Angoissée, Sarah, douze ans, ne voulait pas aller au collège. Sa mère a exceptionnellement décidé de l’accompagner. «C’est important qu’elle y aille… Si on se met à avoir peur, on leur donne raison».
«En me réveillant, je n’y croyais pas, c’était comme un cauchemar…», raconte Anne-Laure Roserat, une institutrice du quartier. Elle se rend à une cellule psychologique prévue par l’Éducation nationale «pour nous aider à en parler: les enfants ont peut-être vu ou entendu des choses».
A Bordeaux, Nantes, Saint-Denis de La Réunion
A Saint-Germain-en-Laye, dans les Yvelines, une mère a parlé de l’attentat à ses enfants, préférant qu’ils ne l’apprennent pas dans la cour de récré «où les choses peuvent être déformées».
Une autre mère a préféré ne rien dire: «ils sont petits, j’avais peur de ne pas trouver les mots. J’espère que la maîtresse va le faire».
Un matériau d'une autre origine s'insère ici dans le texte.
Issue #1938, opened 2021-04-13
Usage of persistent_workers with auto_dataloader for spawned processes


vfdev-5:
## 🚀 Feature

Since v1.7.0 pytorch introduced `persistent_workers` argument to `DataLoader`: https://pytorch.org/docs/1.7.0/data.html#torch.utils.data.DataLoader
This can reduce the time of dataloader creation for each epoch with native pytorch distributed config:
- with `persistent_workers=True`, our cifar10 example gives `CIFAR10-Training INFO: Engine run complete. Time taken: 00:02:55` on 2 procs
- with `persistent_workers=False`, the same example gives 

We have to take that into account for related dist backend when using `auto_dataloader`.

Moh-Yakoub:
@vfdev-5 Are you suggesting enabling that field for all our examples that utilize the DataLoader?

vfdev-5:
@Moh-Yakoub I'm not yet sure about what exactly we'd like to do. We have to check "horovod" and "xla" backends as well with `persistent_workers=True`.

sdesrozis:
The performance gap is quite impressive. However, I don't understand clearly the reason why. If I understand well, the option allows to keep worker threads in dataloaders through epochs. I don't understand why it accelerates the computation.

vfdev-5:
@sdesrozis there is no acceleration, actually, in practice that the app takes a lot of time in preparing the first batch for each epoch.

sdesrozis:
10s gained by destroy/allocate threads (and memory so far) for 24 epochs ? It seems a very huge cost.

PR #1952, opened 2021-04-19
[WIP][Proposition] Allow passing `persistent workers` to benchmarks

Moh-Yakoub:
Addresses #1938

Description: 

I am proposing adding the persisting workers to our bench-marking utils so that we can use it for benchmarks and assess the validity and impact of introducing that new param as explained in the issue.

Check list:

### DIFF
--- a/examples/contrib/cifar100_amp_benchmark/benchmark_fp32.py
+++ b/examples/contrib/cifar100_amp_benchmark/benchmark_fp32.py
@@ -11,14 +11,16 @@ from ignite.handlers import Timer
 from ignite.metrics import Accuracy, Loss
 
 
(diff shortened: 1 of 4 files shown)


vfdev-5:
Thanks for the PR @Moh-Yakoub , but why adding the parameter here ? 
Yes, we can also assess the impact of that on AMP, here is let's say the executing part : https://github.com/pytorch/ignite/blob/master/examples/notebooks/Cifar100_bench_amp.ipynb
But I think we wont see much difference here.

As said [here](https://github.com/pytorch/ignite/issues/1938#issuecomment-819092791) we'd like to see the impact on horovod and xla in priority.

PR #1961, opened 2021-04-22
Improve LRFinder

KickItLikeShika:
- Updated the way we find the suggested learning rate: for more details check this notebook: https://colab.research.google.com/drive/1_siUuBjZkHVc_PGS28gmF0SYzKDgMbKJ?usp=sharing#scrollTo=naYcP7kvRAXq (Thanks for @vfdev-5 for helping me)
- Added a red dot to show the suggested learning rate (provided in the notebook)
- Added MNIST tests for LRFinder.

And thanks for @sdesrozis for suggesting dividing the PR into more smaller PRs.

And regarding the [`apply_suggested_lr`]( https://github.com/pytorch/ignite/pull/1961#issuecomment-826281096), it will be addressed in another PR
Check list:

### DIFF
--- a/ignite/contrib/handlers/lr_finder.py
+++ b/ignite/contrib/handlers/lr_finder.py
@@ -255,7 +255,7 @@ class FastaiLRFinder:
                 sug_lr, corresponding_loss, s=75, marker="o", color="red", zorder=3,
             )
 
-        # handle skip_end=0 properly so the behaviour is the expected
+        # handle skip_end=0 properly
         if skip_end == 0:
             lrs = lrs[skip_start:]
             losses = losses[skip_start:]
--- a/ignite/contrib/handlers/lr_finder.py
+++ b/ignite/contrib/handlers/lr_finder.py
@@ -182,7 +182,8 @@ class FastaiLRFinder:
 
     def get_results(self) -> Dict[str, List[Any]]:
         """
-        Returns: Dictionary with loss and lr logs from the previous run
+        Returns:
+            Dictionary with loss and lr logs from the previous run
         """
         return self._history
 
@@ -279,8 +280,9 @@ class FastaiLRFinder:
 
     def lr_suggestion(self) -> Any:
         """
-        Returns: Learning rate at the minimum numerical gradient
-        (ignores the increasing part of the curve)
+        Returns:
+            Learning rate at the minimum numerical gradient
+            (ignoring the increasing part of the curve)
         """
         if not self._history:
             raise RuntimeError("learning rate finder didn't run yet so lr_suggestion can't be returned")
--- a/ignite/contrib/handlers/lr_finder.py
+++ b/ignite/contrib/handlers/lr_finder.py
@@ -93,7 +93,6 @@ class FastaiLRFinder:
         self._history = {"lr": [], "loss": []}
         self._best_loss = None
         self._diverge_flag = False
-        self._min_grad_idx = -1
 
         # attach LRScheduler to trainer.
         if num_iter is None:
@@ -237,6 +236,25 @@ class FastaiLRFinder:
 
         lrs = self._history["lr"]
         losses = self._history["loss"]
+
+        # Check to show the suggested learning rate
+        if display_suggestion:
+            sug_lr = self.lr_suggestion()
+            idx = self._history["lr"].index(sug_lr)
+
+            if skip_start >= idx:
+                warnings.warn(
+                    "skip_start is large, an that would make less clear, and it may affects displaying the suggestion",
+                    UserWarning,
+                )
+
+            corresponding_loss = self._history["loss"][int(idx)]
+
+            fig, ax = plt.subplots()
+            ax.scatter(
+                sug_lr, corresponding_loss, s=75, marker="o", color="red", zorder=3,
+            )
+
         if skip_end == 0:
             lrs = lrs[skip_start:]
             losses = losses[skip_start:]
@@ -244,20 +262,11 @@ class FastaiLRFinder:
             lrs = lrs[skip_start:-skip_end]
             losses = losses[skip_start:-skip_end]
 
-        # Check to show the suggested learning rate
-        if display_suggestion:
-            idx = self._min_grad_idx + skip_start - skip_end
-            sug_lr = lrs[idx]
-            equivalent_loss = losses[idx]
-            fig, ax = plt.subplots()
-            ax.scatter(
-                sug_lr, equivalent_loss, s=75, marker="o", color="red", zorder=3,
-            )
-
         # Plot loss as a function of the learning rate
         plt.plot(lrs, losses)
         if log_lr:
             plt.xscale("log")
+        plt.xlim([lrs[0], lrs[-1]])
         plt.xlabel("Learning rate")
         plt.ylabel("Loss")
         if filepath is not None:
@@ -283,8 +292,7 @@ class FastaiLRFinder:
         losses = torch.tensor(decreasing_losses)
         grads = torch.tensor([losses[i] - losses[i - 1] for i in range(1, len(losses))])
         min_grad_idx = grads.argmin() + 1
-        self._min_grad_idx = int(min_grad_idx)
-        return self._history["lr"][self._min_grad_idx]
+        return self._history["lr"][int(min_grad_idx)]
 
     @contextlib.contextmanager
     def attach(
--- a/ignite/contrib/handlers/lr_finder.py
+++ b/ignite/contrib/handlers/lr_finder.py
@@ -292,7 +292,7 @@ class FastaiLRFinder:
         if len(decreasing_losses) == 1:
             raise RuntimeError("FastaiLRFinder got unexpected curve shape, the curve should be somehow U-shaped")
         losses = torch.tensor(decreasing_losses)
-        grads = torch.tensor([losses[i] - losses[i - 1] for i in range(1, len(losses))])
+        grads = torch.tensor([0.5 * (losses[i + 1] - losses[i - 1]) for i in range(1, len(losses) - 1)])
         min_grad_idx = grads.argmin() + 1
         return self._history["lr"][int(min_grad_idx)]
 
--- a/ignite/contrib/handlers/lr_finder.py
+++ b/ignite/contrib/handlers/lr_finder.py
@@ -182,7 +182,7 @@ class FastaiLRFinder:
 
     def get_results(self) -> Dict[str, List[Any]]:
         """
-        Returns: dictionary with loss and lr logs from the previous run
+        Returns: Dictionary with loss and lr logs from the previous run
         """
         return self._history
 
@@ -279,7 +279,7 @@ class FastaiLRFinder:
 
     def lr_suggestion(self) -> Any:
         """
-        Returns: the learning rate at the minimum numerical gradient
+        Returns: Learning rate at the minimum numerical gradient
         (ignores the increasing part of the curve)
         """
         if not self._history:
--- a/ignite/contrib/handlers/lr_finder.py
+++ b/ignite/contrib/handlers/lr_finder.py
@@ -243,8 +243,8 @@ class FastaiLRFinder:
 
             if skip_start >= idx:
                 warnings.warn(
-                    "skip_start is large, that would make the plot less clear,"
-                    " and it may affects displaying the suggestion",
+                    "skip_start is larger than the suggested LR found"
+                    " and it will not be visible on the plot. Please, make the value smaller.",
                     UserWarning,
                 )
 
--- a/ignite/contrib/handlers/lr_finder.py
+++ b/ignite/contrib/handlers/lr_finder.py
@@ -232,9 +232,7 @@ class FastaiLRFinder:
         if skip_end < 0:
             raise ValueError("skip_end cannot be negative")
 
-        # Get the data to plot from the history dictionary. Also, handle skip_end=0
-        # properly so the behaviour is the expected
-
+        # Get the data to plot from the history dictionary.
         lrs = self._history["lr"]
         losses = self._history["loss"]
 
@@ -257,6 +255,7 @@ class FastaiLRFinder:
                 sug_lr, corresponding_loss, s=75, marker="o", color="red", zorder=3,
             )
 
+        # handle skip_end=0 properly so the behaviour is the expected
         if skip_end == 0:
             lrs = lrs[skip_start:]
             losses = losses[skip_start:]
--- a/ignite/contrib/handlers/lr_finder.py
+++ b/ignite/contrib/handlers/lr_finder.py
@@ -244,7 +244,8 @@ class FastaiLRFinder:
 
             if skip_start >= idx:
                 warnings.warn(
-                    "skip_start is large, an that would make less clear, and it may affects displaying the suggestion",
+                    "skip_start is large, that would make the plot less clear,"
+                    " and it may affects displaying the suggestion",
                     UserWarning,
                 )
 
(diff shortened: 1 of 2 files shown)


sdesrozis:
@KickItLikeShika Thank you for this work. It seems good.

I'm just wondering why don't generate loss curves using handcrafted output_transform functions ? The engine and model don't matter.

ignite/contrib/handlers/lr_finder.py
```diff
@@ -256,14 +269,22 @@ def plot(
...
+        # Ignore the increasing part of the curve
+        decreasing_losses = self._history["loss"][: int(min_loss_idx.item()) + 1]
+        if len(decreasing_losses) == 1:
+            raise RuntimeError("FastaiLRFinder got unexpected curve shape, the curve should be somehow U-shaped")
+        losses = torch.tensor(decreasing_losses)
+        grads = torch.tensor([losses[i] - losses[i - 1] for i in range(1, len(losses))])
         min_grad_idx = grads.argmin() + 1
-        return self._history["lr"][int(min_grad_idx)]
+        self._min_grad_idx = int(min_grad_idx)
+        return self._history["lr"][self._min_grad_idx]
```
vfdev-5, line 287: I think we can keep `_min_grad_idx` as a local var `min_grad_idx` instead of instance attribute `self._min_grad_idx`.

ignite/contrib/handlers/lr_finder.py
```diff
@@ -241,6 +244,16 @@ def plot(
             lrs = lrs[skip_start:-skip_end]
             losses = losses[skip_start:-skip_end]
 
+        # Check to show the suggested learning rate
+        if display_suggestion:
+            idx = self._min_grad_idx + skip_start - skip_end
```
vfdev-5, line 249: This can be wrong if user does not call `lr_suggestion` before.
I think it would be better to call `lr_suggestion` here instead of using `self._min_grad_idx` which we should not store as instance attribute.

ignite/contrib/handlers/lr_finder.py
```diff
@@ -241,6 +244,16 @@ def plot(
...
+            sug_lr = lrs[idx]
+            equivalent_loss = losses[idx]
```
vfdev-5, line 251: We can also either find the loss from the history which corresponds to suggested lr or simply draw vertical line.

vfdev-5 (commented):
Please, address the comments

KickItLikeShika:
@sdesrozis sorry I can't understand clearly, can you be more explicit please?

ignite/contrib/handlers/lr_finder.py
KickItLikeShika: Okay, plot the values right we have to find the index `sug_lr` not in the history but in the `lrs` list in the `plot` function example: 
```
        lrs = self._history["lr"]
        losses = self._history["loss"]
        if skip_end == 0:
            lrs = lrs[skip_start:]
            losses = losses[skip_start:]
        else:
            lrs = lrs[skip_start:-skip_end]
            losses = losses[skip_start:-skip_end]

        if display_suggestion:
            sug_lr = self.lr_suggestion()
            idx = lrs.index(sug_lr)
            print(idx)
            equivalent_loss = losses[int(idx)]
```
And that can go wrong and raise error like 
```
 # Check to show the suggested learning rate
        if display_suggestion:
            sug_lr = self.lr_suggestion()
            idx = lrs.index(sug_lr)
            ValueError: 0.00012589254117941674 is not in list
```
To avoid this we can find the index of the `sug_lr` in the list but this also can go wrong and the plot can be something like this
dummy

KickItLikeShika: The simplest solution is to manipulate the `skip_start`, for example we can put it initially to zero instead of 10 in the plot function and mention that in the docs, or even remove it!

vfdev-5: @KickItLikeShika I do not understand how skip_start can solve the issues. For me the simplest solution without changing the API is to draw vertical line instead of a circle if we can not determine correctly the loss value associated with suggested lr. Please, be more explicit in your suggestions...

KickItLikeShika: The problem isn't with finding the index of the loss, It's with finding the index of the suggested learning rate in the `lrs` list in the plot function, drawing a vertical line won't change anything in this case, and If we tried to find the suggested learning rate in the `history` the plot can be something like the image above

KickItLikeShika: Let's assume that `skip_start = 0`, almost the `self._history["lrs"]` will be equal to `lrs` list in the plot function (the `skip_end` won't matter as we mostly ignore that part), then we will have no issues finding the suggested learning rate, and that will get us a proper plot at the end

KickItLikeShika: I will call `lr_suggestion` then I got the value of `suggested_lr` that found in the whole history, with its index in the history I will find the corresponding loss in the history, then I can't apply the `skip_start` and `skip_end`, right?

KickItLikeShika: For more details:

If indexes found in the history:
```
the history of lrs: [1, 10]
the history of losses: [1, 10]
lrs list in plot function after skip star and end: [3, 9]
losses list in plot function after skip start and ed: [3, 9]
suggested_lr: 2
corresponding loss: 2
```
-------> the plot is wrong

If indexes found the lists
```
Raise a ValueError the lr is not found
```

vfdev-5: @KickItLikeShika please try that instead of speculating. I'm sure that it is not a big deal to make it work with out `self._min_grad_idx`. If there is a real blocker, put explicitly the code line and give an explanation why you think we can not go this way.

KickItLikeShika: I'm already trying everything
Here is the code you told me to try (I think we can't apply `skip_start` and `skip_end` as we have the values not the indexes)
```
if display_suggestion:
            sug_lr = self.lr_suggestion()
            idx = self._history["lr"].index(sug_lr)
            corresponding_loss = self._history["loss"][int(idx)]
            fig, ax = plt.subplots()
            ax.scatter(
                sug_lr, corresponding_loss, s=75, marker="o", color="red", zorder=3,
            )
```
And here is the result
dummy

vfdev-5: OK, have you tried to move this code
```python
        if skip_end == 0:
            lrs = lrs[skip_start:]
            losses = losses[skip_start:]
        else:
            lrs = lrs[skip_start:-skip_end]
            losses = losses[skip_start:-skip_end]
```
after `if display_suggestion: ...` code ??

KickItLikeShika: I tried it now, and it gives the same results

vfdev-5: OK, please find another solution without `self._min_grad_idx`.

KickItLikeShika: The result with `skip_start = 0` (always gives correct results)

dummy

To wrap up: The issue is related to the visualization interval, what happens is: if the suggested lr index is less than the `skip_start` value the red dot won't be on the curve, It will be before the curve as I mentioned above (assuming we will keep getting the index from the history not the lists)

Suggested solution:
- Make the `skip_start` initially to zero, and put a check inside the `if display_suggestion:` to check if the index of the lr is smaller than the `skip_start`, then we can raise a `ValueError` to ask to reduce the `skip_start` value, what do you think? I can think about another solution...

sdesrozis:
> @sdesrozis sorry I can't understand clearly, can you be more explicit please?

Sorry if my thoughts weren't clearly explained.

I meant we could use an empty engine
```python
trainer = Engine(lambda _, b: b)
```
and a fake optimizer
```python
tensor = torch.zeros([1], requires_grad=True)
optimizer = torch.optim.SGD([tensor], lr=0.0)
```
and a function `output_transform` that gives the loss we want
```python
x = np.linspace(-1.0, 1.0, num=10)**2
x = list(x)

def output_transform(_):
    return x.pop()
```

No need model, trainer, etc.

@KickItLikeShika What do you think ? 

HTH

KickItLikeShika:
@sdesrozis regarding the models/optimizers/dataloaders/MNIST, these were @vfdev-5 ideas, He worked on this issue once and he told me to consider his updates, please check his branch https://github.com/pytorch/ignite/compare/master...vfdev-5:issue-837-lrfinder-ddp

sdesrozis:
MNIST is a cheap integration test very interesting to consider.

What I suggested is to perfectly control the loss curves without deal with model, trainer and optimizer concerns. Btw it's just a suggestion.

KickItLikeShika:
Your suggestions are really nice! My opinion is simulating some real curves is something really good to be in our tests! And as you said it's cheap!

sdesrozis:
I suggested to use `output_transform` but a more straightforward way is to use a tuned `update_step` in the `Engine`!

```python
x = np.linspace(-1, 1, 100)**2
loss = list(x)

trainer = Engine(lambda _, b: loss.pop())
```

Sometimes, simple things are too simple.

vfdev-5:
> I suggested to use `output_transform` but a more straightforward way is to use a tuned `update_step` in the `Engine`!
> 
> ```python
> x = np.linspace(-1, 1, 100)**2
> loss = list(x)
> 
> trainer = Engine(lambda _, b: loss.pop())
> ```
> 
> Sometimes, simple things are too simple.

The main problem with this approach I see is that we have to store a list of real-like loss values. Simulating a parabola curve can be not that useful. That's why integration MNIST test in addition to unittest.

ignite/contrib/handlers/lr_finder.py
```diff
@@ -76,7 +76,7 @@ def __init__(self) -> None:
         self._history = {}  # type: Dict[str, List[Any]]
         self._best_loss = None
         self._lr_schedule = None  # type: Optional[Union[LRScheduler, PiecewiseLinear]]
-        self.logger = logging.getLogger(__name__)
+        self.logger = logging.getLogger(__name__ + "." + self.__class__.__name__)
```
vfdev-5, line 79: Should we do something here with the logger @sdesrozis ?

ignite/contrib/handlers/lr_finder.py
```diff
@@ -182,7 +182,7 @@ def _detach(self, trainer: Engine) -> None:
 
     def get_results(self) -> Dict[str, List[Any]]:
         """
-        Returns: dictionary with loss and lr logs fromm the previous run
+        Returns: dictionary with loss and lr logs from the previous run
```
vfdev-5, line 185:
```suggestion
        Returns:
            Dictionary with loss and lr logs from the previous run
```

ignite/contrib/handlers/lr_finder.py
```diff
@@ -256,12 +279,19 @@ def plot(
 
     def lr_suggestion(self) -> Any:
         """
-        Returns: learning rate at the minimum numerical gradient
+        Returns: the learning rate at the minimum numerical gradient
+        (ignores the increasing part of the curve)
```
vfdev-5, line 283:
```suggestion
        Returns: the learning rate at the minimum numerical gradient
        (ignores the increasing part of the curve)
```
```suggestion
        Returns:
            Learning rate at the minimum numerical gradient
            (ignoring the increasing part of the curve)
```

ignite/contrib/handlers/lr_finder.py
sdesrozis: The logger has a name according to the handler (i.e. not root logger), it can be used in the `Parallel` context and be overridden by users. It looks perfect.

sdesrozis:
> The main problem with this approach I see is that we have to store a list of real-like loss values. Simulating a parabola curve can be not that useful. That's why integration MNIST test in addition to unittest.

I agree that the MNIST test is very relevant. My suggestion was about unit tests only, to perfectly control the correctness and the behaviour of the lr finder. But that is not important, these are just thoughts I wanted to share.

vfdev-5:
> > The main problem with this approach I see is that we have to store a list of real-like loss values. Simulating a parabola curve can be not that useful. That's why integration MNIST test in addition to unittest.
> 
> I agree that the MNIST test is very relevant. My suggestion was about unit tests only, to perfectly control the correctness and the behaviour of the lr finder. But that is not important, these are just thoughts I wanted to share.

I agree with you that an intermediate test between unittests we have and mnist integration is missing.

ignite/contrib/handlers/lr_finder.py
vfdev-5, line 283:
```suggestion
        Returns:
            Learning rate at the minimum numerical gradient
            (ignoring the increasing part of the curve)
```

vfdev-5:
@KickItLikeShika should we also update notebook tutorial with this new code ?
How about providing a helper method with applying suggested lr to the optimizer ?

KickItLikeShika:
@vfdev-5 what exactly needs to be updated? (The example is fine for now at least as we didn't make many changes). And can you please explain this helper method suggestion?

vfdev-5:
@KickItLikeShika first, please pay attention on docstring format, especially on what I suggested as change and what you did.

You can see the difference if you render the docs or see the rendering on netlify ci job.

> @vfdev-5 what does need to be updated in the example? (The example is fine for now at least, as we didn't make many changes). And can you please explain this helper method suggestion?

OK, maybe nothing to change in the notebook right now, but one line with the helper method to apply lr to the optimizer.
We discussed that during the call, we would maybe to add a method to FastaiLRfinder:
```python
lr_finder.apply_suggested_lr(optimizer)
```
instead of the way we are doing it in the notebook.

ignite/contrib/handlers/lr_finder.py
```diff
@@ -229,11 +232,30 @@ def plot(
...
+
+        # Check to show the suggested learning rate
+        if display_suggestion:
+            sug_lr = self.lr_suggestion()
+            idx = self._history["lr"].index(sug_lr)
+
+            if skip_start >= idx:
+                warnings.warn(
+                    "skip_start is large, that would make the plot less clear,"
+                    " and it may affects displaying the suggestion",
```
vfdev-5, line 247:
```suggestion
                    "skip_start is larger then the suggested LR found"
                    " and it will not be visible on the plot. Please, make the value smaller.",
```

ignite/contrib/handlers/lr_finder.py
```diff
@@ -256,12 +279,20 @@ def plot(
...
             raise RuntimeError("learning rate finder didn't run yet so lr_suggestion can't be returned")
         loss = self._history["loss"]
-        grads = torch.tensor([loss[i] - loss[i - 1] for i in range(1, len(loss))])
+        min_loss_idx = torch.tensor(loss).argmin()
+        # Ignore the increasing part of the curve
+        decreasing_losses = self._history["loss"][: int(min_loss_idx.item()) + 1]
+        if len(decreasing_losses) == 1:
+            raise RuntimeError("FastaiLRFinder got unexpected curve shape, the curve should be somehow U-shaped")
+        losses = torch.tensor(decreasing_losses)
+        grads = torch.tensor([losses[i] - losses[i - 1] for i in range(1, len(losses))])
```
vfdev-5, line 295: @KickItLikeShika finally, why we do not use more stable schema to determine grads with 3 points ?

KickItLikeShika: I tried to find a formula to find the grads with 3 points but I got nothing then, so I thought this way works really well so no need to change it, but I can dig more for the 3 points grads formula

vfdev-5: I had it already in my branch: `0.5 * (loss[i + 1] - loss[i - 1])` ?

KickItLikeShika: Thanks, I was getting it wrong! I will try to use it now and see the results

KickItLikeShika: 3 points grads give very stable results while ignoring the increasing part, see here: https://colab.research.google.com/drive/1_siUuBjZkHVc_PGS28gmF0SYzKDgMbKJ?usp=sharing#scrollTo=sBpNO3Q9n55r
. I will update the `lr_suggestion` method now

vfdev-5 (approved):
LGTM! Thanks @KickItLikeShika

Sur le parvis des droits de l’Homme de Bordeaux, où le rassemblement organisé mercredi après-midi s’est poursuivi une bonne partie de la nuit, des passants continuaient de s’arrêter jeudi matin pour déposer fleurs, bougies, inscriptions à la craie, vieux exemplaires de Charlie…
A Nantes, un jeune homme, portant un tee-shirt noir sur lequel il a peint en lettres blanches «Je suis Charlie», se recueillait jeudi matin sur la Place Royale. En larmes devant des dizaines de bougies éteintes et des fleurs laissées au bord de la fontaine, où trônent des pancartes «Je suis Charlie», il lâche: «ils ont voulu tuer Charlie Hebdo, mais ils l’ont rendu immortel».
A 9’000 km de là, plusieurs centaines de personnes rassemblées à Saint-Denis de La Réunion portaient des pancartes proclamant «nou lé Charlie» («Nous sommes des Charlie», en créole réunionnais).
La Tour Eiffel dans le noir
Sur les réseaux sociaux ou par texto, certains appelaient à une opération «bougie aux fenêtres» jeudi soir pour donner un «message de paix, pour la liberté».
Et à 20h00, les lumières de la Tour Eiffel s’éteindront en hommage aux victimes.